Scientific classification
- Kingdom: Animalia
- Phylum: Chordata
- Class: Mammalia
- Infraclass: Marsupialia
- Order: Diprotodontia
- Family: Acrobatidae
- Genus: Distoechurus Peters, 1874
- Species: D. pennatus
- Binomial name: Distoechurus pennatus (Peters, 1874)

= Feather-tailed possum =

- Genus: Distoechurus
- Species: pennatus
- Authority: (Peters, 1874)
- Conservation status: LC
- Parent authority: Peters, 1874

Species of marsupial

The feather-tailed possum (Distoechurus pennatus) is a species of marsupial in the family Acrobatidae. It is found in West Papua and Papua New Guinea. It is not to be confused with the feathertail glider, the only other species in the family Acrobatidae.

==Distribution==
It is found in most of Papua New Guinea, with the exception of the southern lowlands.
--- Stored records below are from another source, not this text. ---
PR #3231, opened 2018-06-28
Do not merge! Travis: explicitely run optional tests and QT test for OSX

### LINKED ISSUE #3084: Travis: OSX can't install `./requirements/docs.txt`
Version 0.14dev, on travis, we can't run the examples because we can't install `./requirements/docs.txt`

See
https://travis-ci.org/scikit-image/scikit-image/jobs/380507785#L9511

### LINKED ISSUE #3131: Simplify travis parameters
## Description
Currently we have a few travis parameters that pertain to handling how the tests/documentation behaves for different configurations.

These include:
  - `MINIMUM_REQUIREMENTS`
  - `OPTIONAL_DEPS`
  - `BUILD_DOCS`

I think the only necessary one is `MINIMUM_REQUIREMENTS`. The others were necessary for 2.7/3 compatibility. 

I think we should cleanup the logic such that 
  - `OPTIONAL_DEPS = not MINIMUM_REQUIREMENTS`
  - `BUILD_DOCS = not MINIMUM_REQUIREMENTS`

hmaarrfk:
This is being abbandonned in favour of 4 or 5 smaller PRs

  * https://github.com/scikit-image/scikit-image/pull/3421
  * https://github.com/scikit-image/scikit-image/pull/3422
  * https://github.com/scikit-image/scikit-image/pull/3422
  * https://github.com/scikit-image/scikit-image/pull/3423
  * https://github.com/scikit-image/scikit-image/pull/3431

Sorry for so many commits refractoring the tests. I know these PRs are the hardest to review since there can be silent failures. A previous PR of mine likely caused benefit 4. not to appear sooner.

These became necessary when trying to pull out the matplotlib dependency PR #3129. That PR is almost ready too, but I had to include these 50 line changes which I figured were easier to review as a separate PR.

The tests were refractored to remove much of the logic in how they are run. 
I think this became easier to do when we stopped supporting python 2.7.
I find that too many if and else statements make things harder to read:

### Noticeable benefits
  1. Added a OSX Python 3.6 build (python 3.7 is out now ;) )
  2. OSX also installs and tests Qt
  3. PyAMG is an optional dependency: it isn't treated as a special case anymore
  4. OSX wasn't really testing with optional dependencies. This hid a bug in the version of libpng that was installed in travis. I explicitly upgrade libpng in OSX now

### Test and build steps:
1. Compile
2. Install
3. Setup matplotlib (will be moved below in PR #3129)
3. Test with minimal
4. Install additional dependencies and Qt
5. Test again and report coverage
6. Build docs (This didn't work if I tried to enable it in every branch, it complained that files already existed, maybe because of caching??)

Note, we probably should refractor appveyor to run the same steps.

# Xref
Fixes #3131
Fixes #3084 
## For reviewers

  later.

### DIFF
--- a/.travis.yml
+++ b/.travis.yml
@@ -38,16 +38,16 @@ matrix:
   include:
     - os: linux
       python: 3.5
-      env: OPTIONAL_DEPS=1 WITH_PYSIDE=1 BUILD_DOCS=1
+      env: BUILD_DOCS=1
     - os: linux
       python: 3.5
       env: QT=PyQt5 WITH_PYAMG=1 MINIMUM_REQUIREMENTS=1
     - os: linux
       python: 3.6
-      env: QT=PyQt5 WITH_PYAMG=1 OPTIONAL_DEPS=1 BUILD_DOCS=1 DEPLOY_DOCS=1
+      env: QT=PyQt5 WITH_PYAMG=1 BUILD_DOCS=1 DEPLOY_DOCS=1
     - os: linux
       python: 3.6
-      env: QT=PyQt5 WITH_PYAMG=1 OPTIONAL_DEPS=1 PIP_FLAGS="--pre"
+      env: QT=PyQt5 WITH_PYAMG=1 PIP_FLAGS="--pre"
     - os: osx
       osx_image: xcode9
       language: objective-c
@@ -88,18 +88,10 @@ install:
       else
         export MPL_DIR=${HOME}/.config/matplotlib
       fi
-    - mkdir -p ${MPL_DIR}
-    - touch ${MPL_DIR}/matplotlibrc
-    # Install most of the optional packages
-    - |
-      if [[ "${OPTIONAL_DEPS}" == "1" ]]; then
-        pip install --retries 3 -q -r ./requirements/optional.txt $WHEELHOUSE
-      fi
     - |
       if [[ "${WITH_PYAMG}" == "1" ]]; then
         pip install --retries 3 -q pyamg
       fi
-    - tools/travis/install_qt.sh
 
 script: tools/travis/script.sh
 
--- a/.travis.yml
+++ b/.travis.yml
@@ -41,13 +41,13 @@ matrix:
       env: BUILD_DOCS=1
     - os: linux
       python: 3.5
-      env: QT=PyQt5 MINIMUM_REQUIREMENTS=1
+      env: MINIMUM_REQUIREMENTS=1
     - os: linux
       python: 3.6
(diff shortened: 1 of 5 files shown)


grlee77:
I looked through the commits here and it looks good to me. Running the tests twice with and without optional dependencies is nice for completeness as long as everything is still well within the CI time limits.

unfortunately it looks like the PyQt5 problem is still the same as before, though

hmaarrfk:
At least they are all failing together. Ill have a look at them when I get
home tonight.

hmaarrfk:
Something is wrong with the matplotlibrc file. For some reason, matplotlib is going back to qt4 and not qt5....

hmaarrfk:
I stepped through the import process, apparently it was missing `sip`. Lets see what happens now.

hmaarrfk:
@grlee77 it now works! Its probably because pyqt5 removed it's `sip` dependency.

hmaarrfk:
FYI: @jni

jni:
You're running the full test suite twice per build now? I don't necessarily think this is a nice plan, as it will take longer for Travis to complete... (And it already takes a long time...)

jni:
I don't understand the sip discussion... So PyQt5 still depends on sip but they don't explicitly declare that dependency?

hmaarrfk:
Apparently there is a "new-first" option in `pytests`.
I'll have to explore it https://docs.pytest.org/en/latest/changelog.html#id64

hmaarrfk:
Ok the SIP issue was actually a Matplotlib, and not a qtpy issue that was fixed in this Commit:
https://github.com/matplotlib/matplotlib/commit/260e6d611afae9adaac528c28a4879097c357b74#diff-025508b6963efcfa97ba27389f2d2b86

I guess we have to wait until it gets pushed upstream.

hmaarrfk:
@jni, I would like to get the ball rolling on this one before travis breaks again. Actually the matplotlib PR  #3129 passed, but I would like to harden the build before we review that PR. It contains a subset of the modifications I made here.

You had an outstanding issue which was running the tests twice. You are right in that it takes more time to run the tests twice, but I think the main thing that takes time is the examples.

Those take a long time even on my machine.

I decided to actually create 2 linux builds just for the examples. (The OSX machines seems to finish in under 30 mins, so I think we have room to spare there).

Let me know what you think.

Note: Maybe cancel some of my previous builds on travis if you see this in time.

hmaarrfk:
@jni seems like my assumptions about the examples taking time was wrong. :smile_cat: 

Oh well, at least what is on a table seems to run each build in under 30 mins.

PR #3233, opened 2018-06-30
 MAINT: Release GIL where possible in watershed algorithm

lagru:
## Description
Releasing the GIL makes using the watershed algorithm in parallel easier / possible. As this is a computationally intensive function this should be worth it and have no performance penalties.

## Checklist
- [x] Unit tests (already exist)

## For reviewers

  later.


soupault:
@lagru could you, please, present the performance change on a sample data?

jni:
Yes, I thought I'd added a checklist item for adding benchmarks to `benchmarks/`... ;)

lagru:
@jni Yes, you did. However, two things made me hesitate.

- I'm not sure asv is able to handle and measure multiprocessing correctly but I guess it might still be useful to catch performance regressions
- The current state of the benchmarks directory compared to SciPy or NumPy made me think that you are still setting up asv for scikit-image and not ready to take PRs yet. You were missing the asv.conf.json (I now found it on the project's top level) and seem to be using one file for all benchmarks? Is the latter a temporary solution until there are enough benchmarks to start using a structure that more closely resembles scikit-images namespaces?

Anyway, I'll put benchmarks back on the menu. :smile:

jni:
I considered a full benchmark suite too ambitious for any one PR. Instead I suggest that any PR that touches some function should provide a benchmark for that function. This is *especially* true if the PR is about performance! ;)

I agree that asv might not be able to catch multicore appropriately. This is certainly true if the benchmark machine only has one core associated with the benchmarking task. @TomAugspurger any comments?

Regarding the structure: there should be one file per scikit-image top-level module, at least until we outgrow this structure.

TomAugspurger:
The benchmark machine has 8 cores.

I *think* the runner has all 8 available, but it's possible its being
limited somewhere.

lagru:
@soupault Here is a code snippet (using IPython!) that you can use to compare the effect multithreading has with and without releasing the GIL.

```python
In[1]: from multiprocessing.pool import ThreadPool
  ...: from skimage.morphology import watershed
  ...: from skimage.data import coins
  ...: image = coins()

In[2]: %%time
  ...: with ThreadPool(4) as pool:
  ...:     pool.starmap(watershed, ((image, 200) for _ in range(500)))
```

Opening a system monitor one can easily see how only the GIL-releasing version is able to use more than one CPU. On my machine (4 x Intel Core i5-4200U CPU @ 1.60GHz)  the results are:
- with GIL (f21c52bc248b59197129d60b97285e1579fee6bf): 
  ```
  CPU times: user 17.8 s, sys: 1.4 s, total: 19.2 s
  Wall time: 16.5 s
  ```
- without GIL (6526c87e5a8c60f0c3a05215b1e83c57926ddf49):
  ```
  CPU times: user 25.1 s, sys: 1.08 s, total: 26.2 s
  Wall time: 7.33 s
  ```

I'm not sure how to present this otherwise. At least this way you can quickly check the qualitative results yourself if you want.

lagru:
@jni With #3234 closed, are there any concerns left?

jni:
@lagru thanks for the ping!

1. Well, the idea of #3234 was to rebase this one after that one was merged. ;) A rebase is a good idea to get proper CI now that it's working. And,
2. It just occurred to me that #3234 doesn't cover the multi-threaded case. After rebase, could you add such a benchmark? It can be part of this PR, and it can more or less follow your informal benchmark above (threadpool.starmap), but with a smaller total runtime. =)

lagru:
Oh, you are right. I'll do that!

lagru:
@emmanuelle I already had the benchmark in my offline repository but didn't upload it for a while because I encountered several problems / hiccups (see review comments) which I wanted to fix before uploading. Sorry for the delay.

benchmarks/benchmark_morphology.py
```diff
@@ -36,3 +37,14 @@ def peakmem_reference(self, *args):
...
+
+
+class WatershedParallel(object):
+
+    def setup(self):
+        image = filters.sobel(data.coins())
+        self.images = ((image, 100) for _ in range(4))
+
+    def time_watershed_parallel(self):
+        with ThreadPool(4) as pool:
```
lagru: Initially I created the ThreadPool inside the setup method so that this initialization wouldn't taint the benchmark. However the benchmark would always fail when using `asv run` with `ValueError: Pool not running` despite passing with with `asv dev`. Moving the initialization into the `time_`-function seems to work now. I figure asv does some threading behind the scenes which interfered with the ThreadPool?

benchmarks/benchmark_morphology.py
```diff
@@ -36,3 +37,14 @@ def peakmem_reference(self, *args):
     def peakmem_watershed(self, seed_count, connectivity, compactness):
         morphology.watershed(self.image, seed_count, connectivity,
                              compactness=compactness)
+
+
+class WatershedParallel(object):
+
+    def setup(self):
+        image = filters.sobel(data.coins())
+        self.images = ((image, 100) for _ in range(4))
```
lagru: I'm not happy with the adaption of the informal benchmark to a smaller runtime. For the current configuration the GIL-releasing version is faster but only by a factor of 0.86. Increasing the number of "jobs" leads to the GIL-releasing version unexpectedly being slower! The same thing happens if I change the pool size meaning the current pool and job size of 4 seems to be a small sweet spot were the GIL-releasing version is slower.

Would be interesting if this only happens on my local hardware or if this behavior is universal. Right now I have a rather low confidence in the results of this particular benchmark...

emmanuelle:
thank you @lagru ! Just to be sure to understand, what would be a typical usecase where performance could be increased thanks to your modifications? When the watershed function is called on the same image with different parameters in different threads, for example?

lagru:
Also relevant, the contribution guide recommends this as well:
https://github.com/scikit-image/scikit-image/blob/942ed2996daffd88eec7e5d1e351c3171693b946/CONTRIBUTING.txt#L228-L229

sciunto:
kind ping to @emmanuelle and @jni on this? Is this PR ready for you?

PR #3236, opened 2018-07-01
Corrected docstring formatting so that code block is displayed as code

emmanuelle:
Very minor change :-). I built the doc to verify it does what it should. See http://scikit-image.org/docs/stable/api/skimage.measure.html#profile-line to see the problematic formatting

### DIFF
--- a/skimage/measure/profile.py
+++ b/skimage/measure/profile.py
@@ -51,6 +51,7 @@ def profile_line(image, src, dst, linewidth=1,
     The destination point is included in the profile, in contrast to
     standard numpy indexing.
     For example:
+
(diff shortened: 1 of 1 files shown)


hmaarrfk:

hmaarrfk:
@soupault here is the second test for meeseeksdev powers

hmaarrfk:
Got it!

JDWarner:

jni:
Hmm, for some reason this was not picked up by the old contrib script. (The new one works only by date so it was picking up too much non-0.14 noise...) Will add to notes.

It lives in almost all forest types up to 1900 metres, including disturbed forest and gardens.

==Physical description==
The head and body length is about 100 to 120 mm and the tail is 123 to 155 mm, making an overall length 223 to 275 mm. The tongue is about 21 mm long and the dorsal side of the tongue is covered in a mat of small, backward-pointing papillae (bristles) to enable the retrieval of nectar and pollen from flowers. The body coloration is dull buff to light brown to grayish. The muzzle and top of the head are striped black and white, with conspicuous black patches behind each small, naked ear. The eyes are large. The tail is naked except for the base and horizontal stiff hairs along each side, giving the appearance of a feather, hence the name, and the tip is prehensile. The feet of the possum have six pads rather than five, an adaptation for climbing, and the claws are sharp and hooked.

==Taxonomy==
It is the only species in the genus Distoechurus.

==Food==
The feather-tailed possum feeds on nectar and pollen, and other forest food.